The Costs of American Interventionism

The Costs of American Interventionism

The lessons Washington must learn from the consequences of America's globalist post-9/11 policy.

In a New York Times op-ed published on February 2, 1981, Henry S. Bienen, then an Africa specialist at Princeton University, discussed how “globalists” and “regionalists” advocated differing foreign-policy approaches for the United States. “Globalists,” Bienen noted, “believe that weakening military positions will lead ineluctably to weakening economic ones and that, in any case, security interests, defined first in military terms, must be paramount in any discussion of United States policy.”

Bienen declared that he preferred the regionalist approach, however,

since this perspective starts with the assumption that unless one knows what is possible in specific contexts, and unless one has a good understanding of local factors that are operating, policies are likely to fail or to be counterproductive. No accurate analysis of the trade-offs between costs and benefits of different policies can be made without a deep understanding of the specific configurations of power in given countries.

The Cold War is long over, but what Bienen wrote about American foreign policy back in 1981 is also true with regard to American foreign policy in the post–9/11 war on terror. Globalists have been primarily concerned about the “global threat” posed by al-Qaeda and its allies (both actual and perceived) and with defeating this threat militarily. Regionalists, by contrast, have been fearful that America’s deepening military involvements in Afghanistan and Iraq were so unpopular locally that they were creating more enemies than they were eliminating. But just as with the Cold War, it was the globalists and not the regionalists who were in control of formulating American foreign policy in the war on terror—especially during the George W. Bush administration.

The Report Card

After pursuing it for over a decade, what have been the results of America’s war on terror? On the positive side: the regimes of Saddam Hussein and the Taliban were toppled, elected governments have taken office in both countries, and, more recently, Osama bin Laden and several other top al-Qaeda leaders have been eliminated.

But there have been negative results as well. America and its allies have paid a high cost in terms of lives lost and resources expended in these two conflicts. The people of Afghanistan and Iraq, of course, have borne far higher human and material costs. Further, the elected governments in both countries have proven to be not only corrupt and authoritarian but also quite ungrateful toward and uncooperative with the United States.

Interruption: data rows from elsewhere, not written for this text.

PR #2274, opened 2021-09-13
Moving kata features under feature folder

valtair1891:


pruan-rht:
@valtair1891 it looks like you created these new files instead of moving the original?  You should do a move instead, so to avoid duplication.

PR #2281, opened 2021-09-15
update support

yapei:


yapei:
@liangxia Could you help review and approve if no objections?

lib/openshift/subscription.rb
```diff
@@ -12,6 +12,11 @@ def startingCSV(user: nil, quiet: false, cached: false)
       return rr.dig('status', 'currentCSV')      
     end
 
+    def installedCSV(user: nil, quiet: false, cached: false)
```
liangxia, line 15: Perhaps make quiet/cached defaults to true ?

yapei: @liangxia good point, I agree `quiet` should be `true` by default, however I'm not sure if `cached` should be true or false by default, anyway let me update all to `true` by default and see if any issues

While the U.S. intervention in Iraq ended the Arab Sunni minority’s domination of that country and allowed the Arab Shia majority to come to power via elections, harmony has not been established among Iraq’s three principle communities (Arab Shia, Arab Sunnis and Kurds). With the final departure of American armed forces from Iraq at the end of 2011, intercommunal conflict appears to be increasing.

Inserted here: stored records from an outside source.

PR #2291, opened 2021-09-16
Simplify docker build

liangxia:
The checkpoint of the scenario is: verify source secret is mounted into builder container when using dockerstrategy to build.
Removing the `yum install` docker step does not help/harm the checkpoints. But it do saves test execution time and produce less execution logs.

From my testing, the scenario passed both with and without the `yum install` step.
But the execution time decreased from `2m22.360s` to `1m16.346s`, and the log size decrease from `30K (577 lines)` to `24K (475 lines)`


liangxia:
Tag for review /cc @jhou1 @JianLi-RH @dis016 @pruan-rht

PR #2292, opened 2021-09-16
Fix several failures in PROW

liangxia:


features/images/jenkins.feature
```diff
@@ -17,7 +17,7 @@ Feature: jenkins.feature
       |  id | -u |
     Then the step should succeed
     #Check that the user is not root, or 0 id
-    Then the expression should be true> Integer(@result[:response]) > 0
+    Then the expression should be true> Integer(@result[:stdout]) > 0
```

Even though large numbers of American and coalition forces are still present there, the Taliban and its allies—with help from Pakistan—have made an unwelcome comeback in much of Afghanistan. It does not seem likely that the impending withdrawal of American and coalition forces by the end of 2014 is going to weaken the Taliban. Withdrawal will only provide the Taliban with greater opportunity to regain power.

Further, with America and its allies so heavily involved in Afghanistan and Iraq, al-Qaeda’s affiliates were able to gain influence elsewhere—including in Yemen and Somalia. Finally, even though it has been gravely weakened by the death of bin Laden and many of its other top leaders, al-Qaeda Central remains venomously alive under the leadership of bin Laden’s deputy, Ayman al-Zawahiri.

The False Choice

Did America have to pursue a globalist policy after 9/11 involving intervention in Afghanistan and Iraq? Could it have pursued a more nuanced, regionalist approach that avoided intervening in these countries and focused on dealing with al-Qaeda instead? Or could it have at least avoided intervening in Iraq and thus concentrated its efforts and resources on Afghanistan and al-Qaeda? While interesting, these questions are moot. The Bush administration adopted globalist policies at the outset of the war on terror, and it is the legacy of these decisions that President Obama—and probably subsequent presidents—must deal with.

President Obama, of course, has already withdrawn American forces from Iraq and has vowed to withdraw them from Afghanistan by 2014. Clearly, he does not share President Bush’s globalist vision regarding the war on terror. But however much President Obama’s decision to withdraw American forces from these two countries is prudent fiscally and popular both domestically and internationally, Obama’s rejection of Bush’s globalist approach to the war on terror does not indicate the adoption of a regionalist approach.

American intervention in Afghanistan and Iraq was unable to establish peace and prosperity in these two countries. American withdrawal from them will not do so either. Conflicts in these countries will continue, and forces hostile to the United States, its regional allies and the people of these countries can be expected to try to get the upper hand. America needs to adopt policies somewhere between the extremes of reintervening and doing nothing. In order to do this successfully, Washington would do well to heed Professor Bienen’s advice from over three decades ago: know what is possible in specific contexts, and understand local factors. We’ve already seen what happens when this advice is ignored.

Mark N. Katz teaches international relations at George Mason University and is the author of Leaving without Losing: The War on Terror after Iraq and Afghanistan (Johns Hopkins University Press, forthcoming in March 2012).